> _WORK REQUEST_: Return the data that follows exactly. Include every line.

> _RECORDS FOR THE EXERCISE_:
PR #12718, opened 2026-07-19
fix(query-builder): keep getManyAndCount count accurate for paginated joins

### LINKED ISSUE #11744: Query Builder getManyAndCount() returns incorrect data and count when used in conjunction with pagination + join + a condition on the joined column
### Issue description

query builder getManyAndCount() returns incorrect results in typeorm 0.3.26+

### Expected Behavior

getManyAndCount() should return the same count as getCount()

### Actual Behavior

The count will be inaccurate and the page may be truncated

### Steps to reproduce

This bug requires a couple conditions for it to appear:
- Use query builder with pagination (take) and a join to another table.
- At least one of the returned entities on the page should have 0 related entries in the joined table.
- At least one of the returned entities on the page should have 2+ related entries in the joined table.

Minimal example

```
@Entity()
export class Sport {
  @PrimaryGeneratedColumn()
  id!: number;
  
  @Column()
  name?: string;

  @OneToMany(
    () => Player,
    (player) => player.sport,
  )
  players!: Players[];
}

@Entity()
export class Player {
  @PrimaryGeneratedColumn()
  id!: number;
  
  @Column()
  name?: string;

  @Column()
  sportId?: number;

  @ManyToOne(() => Sport, (sport) => sport.players)
  @JoinColumn({ referencedColumnName: 'id', name: 'sportId' })
  sport!: Sport;
}
```
Sports table entites:
| id | name |
| ---   | ---  |
| 1 | soccer |
| 2 | tennis |

Players table entities:
| id | name | sportId |
| ---   | ---  | --- |
| 1 | Alice | 1 |
| 2 | Bob | 1 |

query:
```
const results = await this.sportsRepo.createQueryBuilder('sports')
      .leftJoinAndSelect('sports.players', 'players')
      .addOrderBy('players.name', 'DESC')
      .take(2);
return results[1];
```

On typeorm 0.3.26+, this returns 1, which is incorrect.
On typeorm 0.3.25, this returns 2, which is correct.

### My Environment

| Node.js version     | 20.x  |
| Typescript version  |  5.x  |
| TypeORM version     | 0.3.26+  |

This bug is not present on typeorm 0.3.25

### Additional Context

_No response_

- [ ] aurora-mysql
- [ ] aurora-postgres
- [ ] better-sqlite3
- [ ] cockroachdb
- [ ] cordova
- [ ] expo
- [ ] mongodb
- [x] mysql
- [ ] nativescript
- [ ] oracle
- [ ] postgres
- [ ] react-native
- [ ] sap
- [ ] spanner
- [ ] sqlite
- [ ] sqlite-abstract
- [ ] sqljs
- [ ] sqlserver

kyungseopk1m:
### Description of change

`getManyAndCount()` returns a wrong count since 0.3.26 when a query combines `take`, a join, and an order by a joined column.

The lazy count added in #11524 infers the total from the number of loaded entities. For this kind of query the entities are loaded through the distinct-ids pagination, which keeps the ordered column in its `SELECT DISTINCT` list. A root row that has several joined rows then produces several distinct tuples, each one taking a `LIMIT` slot, so the page comes back with fewer roots than actually match and the inferred count ends up too low.

Example (two sports, one with two players and one with none):

```ts
const [rows, count] = await dataSource
    .createQueryBuilder(Sport, "sports")
    .leftJoinAndSelect("sports.players", "players")
    .addOrderBy("players.name", "DESC")
    .take(2)
    .getManyAndCount()
// count is 1 on 0.3.26+, was 2 on 0.3.25
```

The fix only infers the count from the page when every order by is a plain column of the main alias, whose value is fixed per primary key and cannot split the `DISTINCT`. A joined column, a computed or select-alias expression, or an embedded path now runs a real count query instead. Ordering by the main alias keeps the lazy path, so the optimization from #11524 is unchanged for the common case (still covered by the existing lazy-count tests).

This does not change the loaded page itself: `getMany()` can still return fewer roots than `take` for a to-many join ordered by the joined column. That is an older, separate pagination behaviour and is left out of scope here; this change only makes the count agree with `getCount()`.

Verified with a new test under `test/functional/query-builder/getManyAndCount-join-pagination/` that covers ordering by the joined column directly, through a select alias, and through a computed alias, plus the existing lazy-count suite.

### Pull-Request Checklist

- [x] This pull request links a relevant issue using a closing keyword: `Closes #11744`

### DIFF
--- a/src/query-builder/SelectQueryBuilder.ts
+++ b/src/query-builder/SelectQueryBuilder.ts
@@ -1920,13 +1920,29 @@ export class SelectQueryBuilder<Entity extends ObjectLiteral>
         const hasLimit =
             this.expressionMap.limit !== undefined &&
             this.expressionMap.limit !== null
-        if (this.expressionMap.joinAttributes.length > 0 && hasLimit) {
-            return undefined
-        }
-
         const hasTake =
             this.expressionMap.take !== undefined &&
             this.expressionMap.take !== null
+        const hasJoin = this.expressionMap.joinAttributes.length > 0
+
+        // A raw LIMIT on a joined query limits joined rows rather than root
+        // entities, so the loaded page size can never be trusted as the total.
+        if (hasJoin && hasLimit) {
+            return undefined
+        }
+
+        // `take` on a joined query loads entities through a separate distinct-ids
+        // subquery (see executeEntitiesAndRawResults). Any ordering value that is
+        // not functionally determined by the primary key is kept in the
+        // subquery's DISTINCT list, so a single root entity can occupy several
+        // LIMIT slots and the page is truncated below the number of matching
+        // roots — making the page size under-report the total. Only keep the
+        // lazy shortcut when every ordering is a plain main-alias column;
+        // otherwise fall back to a real count query.
+        // https://github.com/typeorm/typeorm/issues/11744
+        if (hasJoin && hasTake && !this.orderByIsPrimaryKeySafe()) {
+            return undefined
+        }
 
         // limit overrides take when no join is defined
         const maxResults = hasLimit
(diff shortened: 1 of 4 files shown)


michaelbromley:

```
git fetch origin
```

PR #12724, opened 2026-07-21
fix(driver): broadcast query events in capacitor and nativescript drivers

kyungseopk1m:
### Description

The Capacitor and NativeScript query runners never emit the `beforeQuery` / `afterQuery` subscriber events. Subscribers registered through these two drivers are therefore never invoked, unlike every other SQLite-family driver (better-sqlite3, cordova, expo, sqljs, react-native), all of which broadcast these events from their `query()` method.

This has been the case since both drivers were added; they never contained the broadcast calls.

### Fix

Add the `beforeQuery` / `afterQuery` broadcasts to each driver's `query()`, mirroring the existing sibling drivers.

- **Capacitor** already awaits the DB call inside an async method, so the added broadcasts follow the same shape as the other async runners.
- **NativeScript** wraps a callback-based native call, so the DB result is only available inside the callback. The `afterQuery` broadcast and `await broadcasterResult.wait()` are therefore placed inside the callback, right before resolving or rejecting, so that async subscribers settle before the query promise does. This is done on both the success and failure paths. The failure branch also gains a `return` that was missing: without it the handler fell through after `fail()` and produced a second, spurious success result (previously harmless only because resolving an already-rejected promise is a no-op, but it would now emit an incorrect success event).

### Tests

Added `test/unit/driver/query-broadcast-events.test.ts` covering Capacitor and NativeScript, success and failure, each asserting that an async `afterQuery` subscriber has fully settled before `query()` resolves/rejects. With the previous (broken) NativeScript ordering the success/failure cases resolve before the subscriber settles; with the fix all four pass. The rest of the unit suite passes unchanged.

These two drivers target mobile runtimes that are not exercised in CI, so verification is at the unit level against the broadcaster contract.

### DIFF
--- a/src/driver/capacitor/CapacitorQueryRunner.ts
+++ b/src/driver/capacitor/CapacitorQueryRunner.ts
@@ -3,6 +3,7 @@ import { QueryFailedError } from "../../error/QueryFailedError"
 import { QueryRunnerAlreadyReleasedError } from "../../error/QueryRunnerAlreadyReleasedError"
 import { QueryResult } from "../../query-runner/QueryResult"
 import { Broadcaster } from "../../subscriber/Broadcaster"
+import { BroadcasterResult } from "../../subscriber/BroadcasterResult"
 import { AbstractSqliteQueryRunner } from "../sqlite-abstract/AbstractSqliteQueryRunner"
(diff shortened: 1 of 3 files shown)


michaelbromley:

```
git fetch origin
```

> _ANSWER TO THIS EXERCISE_:
PR #12718, opened 2026-07-19
fix(query-builder): keep getManyAndCount count accurate for paginated joins

### LINKED ISSUE #11744: Query Builder getManyAndCount() returns incorrect data and count when used in conjunction with pagination + join + a condition on the joined column
### Issue description

query builder getManyAndCount() returns incorrect results in typeorm 0.3.26+

### Expected Behavior

getManyAndCount() should return the same count as getCount()

### Actual Behavior

The count will be inaccurate and the page may be truncated

### Steps to reproduce

This bug requires a couple conditions for it to appear:
- Use query builder with pagination (take) and a join to another table.
- At least one of the returned entities on the page should have 0 related entries in the joined table.
- At least one of the returned entities on the page should have 2+ related entries in the joined table.

Minimal example

```
@Entity()
export class Sport {
  @PrimaryGeneratedColumn()
  id!: number;
  
  @Column()
  name?: string;

  @OneToMany(
    () => Player,
    (player) => player.sport,
  )
  players!: Players[];
}

@Entity()
export class Player {
  @PrimaryGeneratedColumn()
  id!: number;
  
  @Column()
  name?: string;

  @Column()
  sportId?: number;

  @ManyToOne(() => Sport, (sport) => sport.players)
  @JoinColumn({ referencedColumnName: 'id', name: 'sportId' })
  sport!: Sport;
}
```
Sports table entites:
| id | name |
| ---   | ---  |
| 1 | soccer |
| 2 | tennis |

Players table entities:
| id | name | sportId |
| ---   | ---  | --- |
| 1 | Alice | 1 |
| 2 | Bob | 1 |

query:
```
const results = await this.sportsRepo.createQueryBuilder('sports')
      .leftJoinAndSelect('sports.players', 'players')
      .addOrderBy('players.name', 'DESC')
      .take(2);
return results[1];
```

On typeorm 0.3.26+, this returns 1, which is incorrect.
On typeorm 0.3.25, this returns 2, which is correct.

### My Environment

| Node.js version     | 20.x  |
| Typescript version  |  5.x  |
| TypeORM version     | 0.3.26+  |

This bug is not present on typeorm 0.3.25

### Additional Context

_No response_

- [ ] aurora-mysql
- [ ] aurora-postgres
- [ ] better-sqlite3
- [ ] cockroachdb
- [ ] cordova
- [ ] expo
- [ ] mongodb
- [x] mysql
- [ ] nativescript
- [ ] oracle
- [ ] postgres
- [ ] react-native
- [ ] sap
- [ ] spanner
- [ ] sqlite
- [ ] sqlite-abstract
- [ ] sqljs
- [ ] sqlserver

kyungseopk1m:
### Description of change

`getManyAndCount()` returns a wrong count since 0.3.26 when a query combines `take`, a join, and an order by a joined column.

The lazy count added in #11524 infers the total from the number of loaded entities. For this kind of query the entities are loaded through the distinct-ids pagination, which keeps the ordered column in its `SELECT DISTINCT` list. A root row that has several joined rows then produces several distinct tuples, each one taking a `LIMIT` slot, so the page comes back with fewer roots than actually match and the inferred count ends up too low.

Example (two sports, one with two players and one with none):

```ts
const [rows, count] = await dataSource
    .createQueryBuilder(Sport, "sports")
    .leftJoinAndSelect("sports.players", "players")
    .addOrderBy("players.name", "DESC")
    .take(2)
    .getManyAndCount()
// count is 1 on 0.3.26+, was 2 on 0.3.25
```

The fix only infers the count from the page when every order by is a plain column of the main alias, whose value is fixed per primary key and cannot split the `DISTINCT`. A joined column, a computed or select-alias expression, or an embedded path now runs a real count query instead. Ordering by the main alias keeps the lazy path, so the optimization from #11524 is unchanged for the common case (still covered by the existing lazy-count tests).

This does not change the loaded page itself: `getMany()` can still return fewer roots than `take` for a to-many join ordered by the joined column. That is an older, separate pagination behaviour and is left out of scope here; this change only makes the count agree with `getCount()`.

Verified with a new test under `test/functional/query-builder/getManyAndCount-join-pagination/` that covers ordering by the joined column directly, through a select alias, and through a computed alias, plus the existing lazy-count suite.

### Pull-Request Checklist

- [x] This pull request links a relevant issue using a closing keyword: `Closes #11744`

### DIFF
--- a/src/query-builder/SelectQueryBuilder.ts
+++ b/src/query-builder/SelectQueryBuilder.ts
@@ -1920,13 +1920,29 @@ export class SelectQueryBuilder<Entity extends ObjectLiteral>
         const hasLimit =
             this.expressionMap.limit !== undefined &&
             this.expressionMap.limit !== null
-        if (this.expressionMap.joinAttributes.length > 0 && hasLimit) {
-            return undefined
-        }
-
         const hasTake =
             this.expressionMap.take !== undefined &&
             this.expressionMap.take !== null
+        const hasJoin = this.expressionMap.joinAttributes.length > 0
+
+        // A raw LIMIT on a joined query limits joined rows rather than root
+        // entities, so the loaded page size can never be trusted as the total.
+        if (hasJoin && hasLimit) {
+            return undefined
+        }
+
+        // `take` on a joined query loads entities through a separate distinct-ids
+        // subquery (see executeEntitiesAndRawResults). Any ordering value that is
+        // not functionally determined by the primary key is kept in the
+        // subquery's DISTINCT list, so a single root entity can occupy several
+        // LIMIT slots and the page is truncated below the number of matching
+        // roots — making the page size under-report the total. Only keep the
+        // lazy shortcut when every ordering is a plain main-alias column;
+        // otherwise fall back to a real count query.
+        // https://github.com/typeorm/typeorm/issues/11744
+        if (hasJoin && hasTake && !this.orderByIsPrimaryKeySafe()) {
+            return undefined
+        }
 
         // limit overrides take when no join is defined
         const maxResults = hasLimit
(diff shortened: 1 of 4 files shown)


michaelbromley:

```
git fetch origin
```

PR #12724, opened 2026-07-21
fix(driver): broadcast query events in capacitor and nativescript drivers

kyungseopk1m:
### Description

The Capacitor and NativeScript query runners never emit the `beforeQuery` / `afterQuery` subscriber events. Subscribers registered through these two drivers are therefore never invoked, unlike every other SQLite-family driver (better-sqlite3, cordova, expo, sqljs, react-native), all of which broadcast these events from their `query()` method.

This has been the case since both drivers were added; they never contained the broadcast calls.

### Fix

Add the `beforeQuery` / `afterQuery` broadcasts to each driver's `query()`, mirroring the existing sibling drivers.

- **Capacitor** already awaits the DB call inside an async method, so the added broadcasts follow the same shape as the other async runners.
- **NativeScript** wraps a callback-based native call, so the DB result is only available inside the callback. The `afterQuery` broadcast and `await broadcasterResult.wait()` are therefore placed inside the callback, right before resolving or rejecting, so that async subscribers settle before the query promise does. This is done on both the success and failure paths. The failure branch also gains a `return` that was missing: without it the handler fell through after `fail()` and produced a second, spurious success result (previously harmless only because resolving an already-rejected promise is a no-op, but it would now emit an incorrect success event).

### Tests

Added `test/unit/driver/query-broadcast-events.test.ts` covering Capacitor and NativeScript, success and failure, each asserting that an async `afterQuery` subscriber has fully settled before `query()` resolves/rejects. With the previous (broken) NativeScript ordering the success/failure cases resolve before the subscriber settles; with the fix all four pass. The rest of the unit suite passes unchanged.

These two drivers target mobile runtimes that are not exercised in CI, so verification is at the unit level against the broadcaster contract.

### DIFF
--- a/src/driver/capacitor/CapacitorQueryRunner.ts
+++ b/src/driver/capacitor/CapacitorQueryRunner.ts
@@ -3,6 +3,7 @@ import { QueryFailedError } from "../../error/QueryFailedError"
 import { QueryRunnerAlreadyReleasedError } from "../../error/QueryRunnerAlreadyReleasedError"
 import { QueryResult } from "../../query-runner/QueryResult"
 import { Broadcaster } from "../../subscriber/Broadcaster"
+import { BroadcasterResult } from "../../subscriber/BroadcasterResult"
 import { AbstractSqliteQueryRunner } from "../sqlite-abstract/AbstractSqliteQueryRunner"
(diff shortened: 1 of 3 files shown)


michaelbromley:

```
git fetch origin
```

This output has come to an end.